Monday, March 23, 2009

The Most Profitable Banking Practice

While reading Eliot Spitzer's continuing effort to excoriate Goldman Sachs over their involvement in the AIG bailout, I came across a sentence that precisely sums up my feelings towards these bailouts that started with Henry Paulson and George W. Bush and is continuing with Tim Geithner and Barack Obama.

What continues to be fundamentally disappointing is that the "too big to fail" institutions continue to absorb enormous sums of taxpayer support without either demonstrating the genuine need for such support or altering their behavior after receiving it.

As I say every time I post something about this subject, I can't stand bailouts. But I understand the desire by the federal government to save the economy because it saves peoples jobs and keeps smaller businesses from being turned into debris from any potential financial supernova caused by the explosion of a big bank. This continues to be the rationale given for saving big corporate institutions that claim to be doing poorly.

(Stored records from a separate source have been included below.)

PR #2317, opened 2024-08-08
Changes to use O_DIRECT in parallel downloads

sethiay:
### Description
Changes to use O_DIRECT in parallel downloads while writing to file-cache. Writing with O_DIRECT requires memory aligned buffer and this PR takes care of creating memory aligned buffer.
This PR also exposes a flag (hidden set to true) which allows changing size of memory aligned buffers but always keep that in multiple of 4096.

NA

### Testing details
1. Manual - NA
2. Unit tests - Added 
3. Integration tests - [Run 1](https://fusion2.corp.google.com/ci/kokoro/prod:gcsfuse%2Fgcp_ubuntu%2Fpresubmits%2Fperf_tests%2Fpresubmit/activity/71b9543b-c584-450c-af24-bd67cd037685/summary), [Run2](http://fusion2/ci/kokoro/prod%3Agcsfuse%2Fgcp_ubuntu%2Fpresubmits%2Fperf_tests%2Fpresubmit/activity/d0c6639b-27a7-4691-9dba-61284eb3b14a). [Run 3](http://fusion2/ci/kokoro/prod%3Agcsfuse%2Fgcp_ubuntu%2Fpresubmits%2Fperf_tests%2Fpresubmit/activity/6b7cb35d-a210-4421-bda3-c4e418aaddc9)


internal/cache/file/downloader/jm_parallel_downloads_test.go
```diff
@@ -134,7 +134,9 @@ func TestParallelDownloads(t *testing.T) {
 			bucket := storageHandle.BucketHandle(storage.TestBucketName, "")
 			minObj, content := createObjectInStoreAndInitCache(t, cache, bucket, "path/in/gcs/foo.txt", tc.objectSize)
 			jm := NewJobManager(cache, util.DefaultFilePerm, util.DefaultDirPerm, cacheDir, 2, &cfg.FileCacheConfig{EnableParallelDownloads: true,
-				ParallelDownloadsPerFile: tc.parallelDownloadsPerFile, DownloadChunkSizeMb: tc.readReqSize, EnableCrc: true, MaxParallelDownloads: tc.maxParallelDownloads})
+				ParallelDownloadsPerFile: tc.parallelDownloadsPerFile,
```
vadlakondaswetha, line 137: nit: Either put all parameters in one line or one per line.

internal/cache/file/downloader/job.go
```diff
@@ -410,6 +424,14 @@ func (job *Job) downloadObjectAsync() {
 		return
 	}
 
+	// Truncate as the parallel downloads can create file of size little higher.
+	err = cacheFile.Truncate(int64(job.object.Size))
```
vadlakondaswetha, line 428: because of the explicit buffer size and buffer is not completely filled? If yes, can you add that info to the comment here.

internal/cache/file/downloader/parallel_downloads_job.go
```diff
@@ -60,7 +61,14 @@ func (job *Job) downloadRange(ctx context.Context, dstWriter io.Writer, start, e
 
 	monitor.CaptureGCSReadMetrics(ctx, util.Parallel, end-start)
 
-	_, err = io.CopyN(dstWriter, newReader, end-start)
+	_, err = cacheutil.CopyUsingMemoryAlignedBuffer(ctx, newReader, dstWriter, end-start,
+		job.fileCacheConfig.WriteBufferSize)
+	// If context is canceled while reading/writing in CopyUsingMemoryAlignedBuffer
+	// then it returns invalid argument error, and we need to report that error as
+	// context cancelled.
+	if errors.Is(ctx.Err(), context.Canceled) {
```
vadlakondaswetha, line 69: I didnt follow this. You mentioned in the comment that it will return invalid argument error and checking if it is context.Cancelled error?

internal/cache/util/util.go
```diff
@@ -180,3 +183,97 @@ func TruncateAndRemoveFile(filePath string) error {
...
+		if l != 0 {
+			buffer = nil
+			err = fmt.Errorf("failed to align buffer")
+		}
+	}
+
+	// Though we haven't seen any error while aligning buffer but still it is safer
+	// to attempt few times in case alignment fails.
+	for try := 0; try < 3; try++ {
+		createAndAlignBuffer()
```
vadlakondaswetha, line 215: make this function return buffer and err. Its confusing you are calling a nested function which is setting your return params

internal/cache/util/util_test.go
```diff
@@ -388,3 +393,230 @@ func Test_CreateCacheDirectoryIfNotPresentAt_ShouldReturnErrorWhenDirectoryDoesN
...
+			alignSize:           13,
+			expectedBufferSize:  7,
+			bufferPtrMultipleOf: 13,
+		},
+		{
+			name:                "buffer size smaller than align size",
+			bufferSize:          200,
+			alignSize:           4096,
+			expectedBufferSize:  200,
+			bufferPtrMultipleOf: 4096,
```
vadlakondaswetha, line 452: isn;t this always same as align size. Can we use the same param to avoid confusion

cfg/config.go
```diff
@@ -85,6 +85,8 @@ type FileCacheConfig struct {
 	MaxSizeMb int64 `yaml:"max-size-mb,omitempty"`
 
 	ParallelDownloadsPerFile int64 `yaml:"parallel-downloads-per-file,omitempty"`
+
+	WriteBufferSize int64 `yaml:"write-buffer-size,omitempty"`
```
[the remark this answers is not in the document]
sethiay: this will not be documented anywhere and is just a safety net incase something goes wrong. Yes, this can be configured anything in multiple of 4096 (4KiB)

internal/cache/file/downloader/parallel_downloads_job.go
sethiay: Will update the comment to be more clear but the intention is that if the context is canceled then we can return context canceled error. (we are doing this because the copy function can return other error - invalid argument)

internal/cache/util/util_test.go
sethiay: it is different for the case of align size 0 (case: buffer size non 0 and align size 0)

vadlakondaswetha (dismissed):

cfg/config.go
```diff
@@ -739,5 +741,17 @@ func BindFlags(v *viper.Viper, flagSet *pflag.FlagSet) error {
 		return err
 	}
 
+	flagSet.IntP("write-buffer-size", "", 4194304, "Size of in-memory buffer that is used per goroutine in parallel downloads while writing to file-cache.")
```
raj-prince, line 744: nit: should we create a const for default buffer-size?

sethiay: this is auto-generated code, we are specifying the default here (and I followed the convention which is used currently i.e. directly specifying the default, which I think is fine) : 
image

I will add a comment though that it is 4MiB.

internal/cache/util/util.go
```diff
@@ -180,3 +183,97 @@ func TruncateAndRemoveFile(filePath string) error {
...
+		return 0, fmt.Errorf("buffer size (%v) should be a multiple of %v", bufferSize, alignSize)
+	}
+
+	calculateReqBufferSize := func(remainingContentSize int64) int64 {
+		numOfAlignSizeBlocks := math.Ceil(float64(min(bufferSize, remainingContentSize)) / float64(alignSize))
+		return int64(numOfAlignSizeBlocks) * alignSize
+	}
+
+	reqBufferSize := calculateReqBufferSize(contentSize)
+	buffer, err := GetMemoryAlignedBuffer(uint64(reqBufferSize), uint64(alignSize))
```
raj-prince, line 242: Why are we not handling the error here?

internal/cache/util/util.go
```diff
@@ -180,3 +183,97 @@ func TruncateAndRemoveFile(filePath string) error {
...
+// If contentSize is lesser than MinimumAlignSizeForWriting then extra null data
+// is written at the last.
+func CopyUsingMemoryAlignedBuffer(ctx context.Context, src io.Reader, dst io.Writer, contentSize, bufferSize int64) (n int64, err error) {
+	var alignSize int64 = MinimumAlignSizeForWriting
+	if bufferSize < alignSize || ((bufferSize % alignSize) != 0) {
+		return 0, fmt.Errorf("buffer size (%v) should be a multiple of %v", bufferSize, alignSize)
+	}
+
+	calculateReqBufferSize := func(remainingContentSize int64) int64 {
+		numOfAlignSizeBlocks := math.Ceil(float64(min(bufferSize, remainingContentSize)) / float64(alignSize))
```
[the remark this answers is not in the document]
raj-prince: Also these calculations will required only when remainingContentSize > bufferSize. Otherwise bufferSize will be the answer.

internal/cache/util/util.go
sethiay: good catch, handled.

raj-prince (commented):
LGTM overall, couple of minor comments.

internal/cache/util/util.go
```diff
@@ -38,15 +39,16 @@ const (
...
-	DefaultFilePerm = os.FileMode(0600)
-	DefaultDirPerm  = os.FileMode(0700)
-	FileCache       = "gcsfuse-file-cache"
+	MiB                        = 1024 * 1024
+	KiB                        = 1024
+	DefaultFilePerm            = os.FileMode(0600)
+	DefaultDirPerm             = os.FileMode(0700)
+	FileCache                  = "gcsfuse-file-cache"
+	BufferSizeForCRC           = 65536
+	MinimumAlignSizeForWriting = 4096
```
raj-prince, line 51: should we get the MinimumAlignSize using - https://pkg.go.dev/golang.org/x/sys/unix#Getpagesize?

sethiay: I am not sure if there's a link between page size and the align size. If you know could you please point to that ? If not, shall we unblock this PR and continue finding ?

raj-prince: Discussed offline, there is no link b/w page size and align size. It's more related to device block-size, as we are keeping minimum to work with all the block-devices.

raj-prince (approved):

But even after trillions now in federal help to giant private industries, credit is still tight, and unemployment continues to grow. Why have their business practices not changed? Because they don't have to. The bailout money has been one no-strings-attached handout after another, because our government still trusts the experience and decision-making ability of existing CEO's to deliver the most efficient outcome. But it's not in the interest of the powerful executive to create a better economy for everyone; it's only in his interest to make money for his company. And about the most efficient way to generate skrill is not to spur innovation or streamline production but rather to stick your hand out in Washington D.C. and beg. Goldman Sachs just made $10 billion in just one day, October 3, 2008, when the Troubled Asset Relief Program was signed into law. The only work put into that was done by whoever was in charge of financial reporting. Screw investment banking. The real money's in bailouts.